Please copy each line of the data that includes the string "hooks".

....................

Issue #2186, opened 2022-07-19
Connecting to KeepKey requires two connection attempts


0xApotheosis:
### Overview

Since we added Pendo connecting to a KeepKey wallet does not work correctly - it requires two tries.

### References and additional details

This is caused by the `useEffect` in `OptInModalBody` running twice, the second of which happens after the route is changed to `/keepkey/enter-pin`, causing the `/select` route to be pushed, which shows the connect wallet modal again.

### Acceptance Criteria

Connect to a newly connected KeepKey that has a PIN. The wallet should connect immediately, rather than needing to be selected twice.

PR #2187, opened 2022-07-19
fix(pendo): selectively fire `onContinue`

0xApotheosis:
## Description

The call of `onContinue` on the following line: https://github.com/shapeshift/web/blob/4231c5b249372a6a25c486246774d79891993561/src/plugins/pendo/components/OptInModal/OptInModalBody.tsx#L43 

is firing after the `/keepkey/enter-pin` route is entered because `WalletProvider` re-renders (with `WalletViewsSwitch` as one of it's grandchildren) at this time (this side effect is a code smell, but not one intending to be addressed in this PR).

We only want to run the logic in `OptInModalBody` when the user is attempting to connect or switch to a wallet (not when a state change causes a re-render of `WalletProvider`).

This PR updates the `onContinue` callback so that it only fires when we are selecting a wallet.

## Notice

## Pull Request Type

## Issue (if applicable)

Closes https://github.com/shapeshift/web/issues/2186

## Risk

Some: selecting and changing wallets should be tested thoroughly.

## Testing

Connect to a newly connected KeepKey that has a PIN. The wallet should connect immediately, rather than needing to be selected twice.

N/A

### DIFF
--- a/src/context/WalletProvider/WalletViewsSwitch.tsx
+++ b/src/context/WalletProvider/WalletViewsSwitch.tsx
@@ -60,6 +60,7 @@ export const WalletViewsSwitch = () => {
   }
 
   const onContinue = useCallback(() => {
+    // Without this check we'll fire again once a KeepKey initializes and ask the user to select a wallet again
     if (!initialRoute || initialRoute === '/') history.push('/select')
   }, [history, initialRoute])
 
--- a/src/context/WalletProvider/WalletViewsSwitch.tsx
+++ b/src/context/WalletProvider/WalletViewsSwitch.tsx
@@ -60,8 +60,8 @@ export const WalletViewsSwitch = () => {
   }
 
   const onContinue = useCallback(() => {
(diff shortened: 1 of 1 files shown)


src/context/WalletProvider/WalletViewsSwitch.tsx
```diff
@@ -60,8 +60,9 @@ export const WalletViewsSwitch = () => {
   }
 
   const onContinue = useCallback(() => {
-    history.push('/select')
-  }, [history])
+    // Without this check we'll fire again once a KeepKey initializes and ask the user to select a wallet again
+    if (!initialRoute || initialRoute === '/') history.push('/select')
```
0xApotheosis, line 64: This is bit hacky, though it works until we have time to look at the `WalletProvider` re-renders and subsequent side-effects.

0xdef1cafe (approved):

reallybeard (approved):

....................

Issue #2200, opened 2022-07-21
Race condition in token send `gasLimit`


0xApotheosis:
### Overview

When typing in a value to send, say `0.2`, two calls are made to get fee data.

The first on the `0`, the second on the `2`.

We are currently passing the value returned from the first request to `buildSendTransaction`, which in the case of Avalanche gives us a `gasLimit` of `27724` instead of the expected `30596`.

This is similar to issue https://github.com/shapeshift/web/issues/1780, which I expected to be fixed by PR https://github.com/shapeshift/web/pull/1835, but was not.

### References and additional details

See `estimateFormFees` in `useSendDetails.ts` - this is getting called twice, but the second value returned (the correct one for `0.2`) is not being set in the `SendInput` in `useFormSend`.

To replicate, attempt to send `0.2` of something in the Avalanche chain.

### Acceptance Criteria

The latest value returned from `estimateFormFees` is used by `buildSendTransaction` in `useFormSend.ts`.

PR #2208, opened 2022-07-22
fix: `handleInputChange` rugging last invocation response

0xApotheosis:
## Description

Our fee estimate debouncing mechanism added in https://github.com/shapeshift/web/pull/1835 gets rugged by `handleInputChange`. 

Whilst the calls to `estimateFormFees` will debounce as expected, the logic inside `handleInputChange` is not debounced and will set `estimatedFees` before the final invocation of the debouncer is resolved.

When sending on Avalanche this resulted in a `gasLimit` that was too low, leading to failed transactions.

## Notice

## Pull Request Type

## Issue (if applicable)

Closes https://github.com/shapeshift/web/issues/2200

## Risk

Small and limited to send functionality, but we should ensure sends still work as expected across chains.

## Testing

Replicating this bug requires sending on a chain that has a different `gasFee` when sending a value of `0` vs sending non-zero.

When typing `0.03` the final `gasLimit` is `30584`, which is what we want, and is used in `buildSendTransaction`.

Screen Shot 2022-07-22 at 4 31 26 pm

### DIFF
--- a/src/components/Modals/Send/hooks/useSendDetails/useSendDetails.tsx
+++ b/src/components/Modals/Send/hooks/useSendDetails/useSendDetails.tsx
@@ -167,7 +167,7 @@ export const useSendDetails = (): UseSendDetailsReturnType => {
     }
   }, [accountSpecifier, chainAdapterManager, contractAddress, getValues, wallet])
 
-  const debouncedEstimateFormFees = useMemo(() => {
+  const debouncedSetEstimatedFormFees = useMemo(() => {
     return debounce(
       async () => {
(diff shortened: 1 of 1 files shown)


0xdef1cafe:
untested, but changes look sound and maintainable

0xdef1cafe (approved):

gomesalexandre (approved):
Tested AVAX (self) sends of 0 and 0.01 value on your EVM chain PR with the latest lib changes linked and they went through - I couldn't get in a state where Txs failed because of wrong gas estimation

....................

▶ [WRITTEN RESPONSE]:
--- a/src/components/Modals/Send/hooks/useSendDetails/useSendDetails.tsx
+++ b/src/components/Modals/Send/hooks/useSendDetails/useSendDetails.tsx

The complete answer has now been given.